PR #16001, opened 2024-08-06
chore: display generic error returned from the router

saledjenic:
This PR doesn't depend on statusgo, but adds nonce improvements for sending tx (we could merge it without statusgo changes as well):
- https://github.com/status-im/status-go/pull/5658

### DIFF
--- a/ui/app/AppLayouts/Wallet/WalletUtils.qml
+++ b/ui/app/AppLayouts/Wallet/WalletUtils.qml
@@ -139,6 +139,8 @@ QtObject {
         }
 
         switch(code) {
+        case Constants.routerErrorCodes.errGeneric:
+            return qsTr("unknown error occurred, try again later")
         case Constants.routerErrorCodes.processor.errFailedToParseBaseFee:
         case Constants.routerErrorCodes.processor.errFailedToParsePercentageFee:
         case Constants.routerErrorCodes.processor.errContractNotFound:
@@ -221,6 +223,8 @@ QtObject {
         }
 
         switch(code) {
+        case Constants.routerErrorCodes.errGeneric:
+            return details
         case Constants.routerErrorCodes.processor.errFailedToParseBaseFee:
             return qsTr("failed to parse base fee")
         case Constants.routerErrorCodes.processor.errFailedToParsePercentageFee:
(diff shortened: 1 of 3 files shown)


ui/app/AppLayouts/Wallet/WalletUtils.qml
```diff
@@ -139,6 +139,8 @@ QtObject {
         }
 
         switch(code) {
+        case Constants.routerErrorCodes.errGeneric:
+            return qsTr("generic error")
```
alaibe, line 143: are we going to display this to end user?

saledjenic: @alaibe this is the case when something happens which we don't have a full control of, those are errors returned by the network for example, in that case we can say an error happened and that's all, but even though for the 2.30 I would go with providing details, even they are raw. So what user will see if opens details of the error is something like this ` test.api.status.im.error: hystrix: circuit open, test.api.status.im.error:  hystrix: circuit open, eth-archival.rpc.grove.city.error: execution reverted`.

alaibe: I'd really think we should be more open: like oops, unexpected error, pls retry in few minutes or reach out to us... kinda?

alaibe (approved):

alexjba (approved):
LGTM!
+1 For a nicer error message 😄

ui/app/AppLayouts/Wallet/WalletUtils.qml
saledjenic: @alaibe @alexjba I am pretty sure that many of those "generic errors" will end up in a display like this one:

image

but because of those rare cases we have to handle them on the client side generic error as well, so could you please suggest what exactly you would like to see in case of a generic error for:
- the title
- the description

at this moment the title is "generic error" and the details are in the form they are in the image above.

saledjenic: Any suggestion? 
What should be displayed for the title and details in case of a generic error?
@alaibe @alexjba

alexjba: My suggestion for this would be this. It's quite the standard AFAIK:

- Title: "An unknown error has occurred. Please try again later."
- Description: as it is now.

saledjenic: @alexjba updated, thanks.

PR #16003, opened 2024-08-06
fix: change rpc host to localhost

igor-sirotin:
`0.0.0.0` is dangerous. `127.0.0.1` is more than enough.


jrainville (approved):
I'm unaware, why is 0.0.0.0 dangerous?

igor-sirotin:
@jrainville because with `0.0.0.0` you allow connections from any other host.
With `127.0.0.1` the connection should be from localhost.

igor-sirotin:
@jrainville can you merge please?

Issue #15775, opened 2024-07-24
Wallet: Hidden communities not accessible, hiding by community leads to crash


micieslak:
# Bug Report

## Description

As presented in the video, collectibles hidden from wallet's main views are no longer accessible as they don't appear in "hidden" tab of `Manage Tokens` in settings.

Moreover using `Hide all collectibles from this community` leads to app crash:

```
DBG 2024-07-24 16:20:01.306+02:00 NewBE_callPrivateRPC                       topics="rpc" tid=189867 file=core.nim:27 rpc_method=accounts_updateCollectiblePreferences
DBG 2024-07-24 16:20:01.327+02:00 NewBE_callPrivateRPC                       topics="rpc" tid=189867 file=core.nim:27 rpc_method=accounts_getCollectiblePreferences
DBG 2024-07-24 16:20:09.260+02:00 NewBE_callPrivateRPC                       topics="rpc" tid=189867 file=core.nim:27 rpc_method=accounts_updateCollectiblePreferences
SIGSEGV: Illegal storage access. (Attempt to read from nil?)
make: *** [Makefile:821: run-linux] Segmentation fault (core dumped)
16:20:09: make exited with code 2
```

[Screencast from 24.07.2024 16:18:52.webm](https://github.com/user-attachments/assets/81fe9280-29e6-4cd5-aaf6-6c52fa58d991)

After app restart collectibles are not present as well:

![Screenshot from 2024-07-24 16-21-32](https://github.com/user-attachments/assets/df74c06c-fd61-44bc-991e-14833cc90dc5)

![Screenshot from 2024-07-24 16-21-21](https://github.com/user-attachments/assets/16149e26-fc31-4c0c-87ea-3975bb7b1ef7)

#### Expected behavior
Collectibles should appear in `Settings` -> `Wallet` -> `Manage tokens` -> `Hidden` tab

#### Actual behavior
Collectibles disappear

micieslak:
Update: It turns out that layout is broken when `Manage Tokens` is opened via menu:
![image](https://github.com/user-attachments/assets/91619abc-5948-42f2-9c35-316665119e69)

Otherwise, content is presented correctly, also for hidden collectibles.
The remaining valid issue is also crash on per-community hiding.

micieslak:
Another crash recorded

[Screencast from 24.07.2024 16:43:30.webm](https://github.com/user-attachments/assets/207c468c-6be4-418a-8456-f9a5a21c92cc)

[...]

PR #16011, opened 2024-08-07
CollectiblesView: fixed crash when hiding collectibles from wallet's main view

micieslak:
### What does the PR do

In some rare cases hiding collectibles was causing segfault, related to checking if all timestamps are available. It turned out hat the problem is in specific combination of 2 SFPMs with the same source and Aggregator working on those models. Additionally filters/sorters were depending on the Aggregator value.

The root cause is intended to be a subject of further investigation. The minimal crashing sample has been isolated to be investigated in a separate ticket. In this PR aggregator's value is applied in a deferred way via Qt.callLater, fixing the issue.

Additionally there is a fix in `ManageTokensController` assuring that revision in incremented after loading updated values.

Closes: https://github.com/status-im/status-desktop/issues/15775

### Affected areas
`CollectiblesView`

[Screencast from 07.08.2024 10:23:04.webm](https://github.com/user-attachments/assets/a1736011-67fd-4700-ab06-e09e637a6fae)

### DIFF
--- a/ui/app/AppLayouts/Wallet/views/CollectiblesView.qml
+++ b/ui/app/AppLayouts/Wallet/views/CollectiblesView.qml
@@ -72,7 +72,7 @@ ColumnLayout {
 
         Component.onCompleted: {
             settings.sync()
-            if (settings.currentSortValue === SortOrderComboBox.TokenOrderDateAdded && !d.hasAllTimestampsAggregator.value) {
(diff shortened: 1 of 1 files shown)


caybro (approved):
LGTM, thanks!

alexjba (approved):
LGTM!

Issue #16023, opened 2024-08-07
Refactor activity center count fetching


jrainville:
### Description

Currently, in the activity center view, we call the module, which in turn calls the controller, the service and then status-go, each time the QML code wants to know the count.

See here:
https://github.com/status-im/status-desktop/blob/95d8db26d28bea79f3e07938ad7e25ceae6b4a36/src/app/modules/main/activity_center/view.nim#L54-L56

This is doubled with the fact that the service call is sync:
https://github.com/status-im/status-desktop/blob/95d8db26d28bea79f3e07938ad7e25ceae6b4a36/src/app_service/service/activity_center/service.nim#L172-L179

We should refactor this code so that status-go is only called when needed.
We should also make it so that it's async.

So the view should have a copy of the count and serve only that to the QML.

When we have potential updates, we call the async call to check the count and then update the view with the new count.

Or even better, have status-go be the emitter at all times (except the first app load). Meaning that when the count of status-go is updated but external or user events, there is a response or signal from status-go that includes the count currently.
However, the difficulty with this option is that we would then need to save the current AC setting in status-go (All, Mentions, Replies, etc.)

Do note that the count of unread AC notifs is also used in the main module to see if we have notification to show the red dot:
https://github.com/status-im/status-desktop/blob/95d8db26d28bea79f3e07938ad7e25ceae6b4a36/src/app/modules/main/module.nim#L967-L968

jrainville:
Moving this 2.31 as I just realized, that just like the [wakuext_getLatestVerificationRequestFrom](https://github.com/status-im/status-desktop/issues/16147), this gets called WAY too much
[app_20240819_132019.log](https://github.com/user-attachments/files/16663446/app_20240819_132019.log)

PR #16024, opened 2024-08-07
fix(red-dot): fix getting the real state of the AC notification count

### LINKED ISSUE #16021: Icon Red Dot doesn't go away when marking an AC notification as read
# Bug Report

## Description

When there is no unread messages, but an unread AC notification, the red dot should show in the system tray icon.

However, when the notification is marked as read manually in the AC, the red dot doesn't go away. If you then manually mark as read a channel, it re-evaluates correctly and the red dot removes itself.

## Steps to reproduce

0. Have no unread messages and receive an AC notification (for example a contact request)
1. Open the AC
2. Click the checkmark to mark as read or click the button at the top to mark everything as read

#### Expected behavior

The red dot goes away since there are no unread notifications

#### Actual behavior

The red dot stays on. It goes away only on the next chat  unread event

### Additional Information

- Status desktop version: 2.30 RC5
- Operating System: Ubuntu 22

jrainville:
Fixes #16021

The problem was that the view doesn't update in a sync way, so getting the count from the view might be wrong.

This fix makes it so we have to get the count from status-go twice, which is not ideal, but to fix it, we'd need a refactor of the AC view count mechanism

I opened a refactor issue to address it at some point: https://github.com/status-im/status-desktop/issues/16023

[red-dot-ac.webm](https://github.com/user-attachments/assets/4fb00501-fb24-426a-babc-be284f213239)

### DIFF
--- a/src/app/modules/main/activity_center/io_interface.nim
+++ b/src/app/modules/main/activity_center/io_interface.nim
@@ -21,9 +21,6 @@ method viewDidLoad*(self: AccessInterface) {.base.} =
 method hasMoreToShow*(self: AccessInterface): bool {.base.} =
   raise newException(ValueError, "No implementation available")
 
-method unreadActivityCenterNotificationsCountFromView*(self: AccessInterface): int {.base.} =
-  raise newException(ValueError, "No implementation available")
-
 method unreadActivityCenterNotificationsCount*(self: AccessInterface): int {.base.} =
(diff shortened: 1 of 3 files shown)


igor-sirotin (approved):

caybro (approved):

jrainville:
Tests are stuck, but green. Merging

▶ TASK REQUIREMENTS
Look above for the line holding "PR #16011, opened 2024-08-07", then set down exactly that line and every line after it up to and including the line holding "### What does the PR do", with nothing else.

▶ WRITTEN ANSWER
PR #16011, opened 2024-08-07
CollectiblesView: fixed crash when hiding collectibles from wallet's main view

micieslak:
### What does the PR do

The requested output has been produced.